* [Source records]

§ §

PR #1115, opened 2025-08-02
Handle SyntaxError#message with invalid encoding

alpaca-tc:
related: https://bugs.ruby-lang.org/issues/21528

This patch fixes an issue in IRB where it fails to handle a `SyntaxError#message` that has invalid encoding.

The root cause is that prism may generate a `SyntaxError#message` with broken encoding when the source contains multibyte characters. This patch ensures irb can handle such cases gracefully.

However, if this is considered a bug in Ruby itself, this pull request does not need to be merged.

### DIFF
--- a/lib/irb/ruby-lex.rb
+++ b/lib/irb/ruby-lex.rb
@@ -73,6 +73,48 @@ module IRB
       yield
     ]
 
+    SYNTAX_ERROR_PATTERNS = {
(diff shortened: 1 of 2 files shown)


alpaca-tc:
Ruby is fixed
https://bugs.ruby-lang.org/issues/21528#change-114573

§ §

* [Exercise objective]
Across the data, find each line that has "SyntaxError" in it and copy that line.

* [Solution to this task]
Handle SyntaxError#message with invalid encoding
This patch fixes an issue in IRB where it fails to handle a `SyntaxError#message` that has invalid encoding.
The root cause is that prism may generate a `SyntaxError#message` with broken encoding when the source contains multibyte characters. This patch ensures irb can handle such cases gracefully.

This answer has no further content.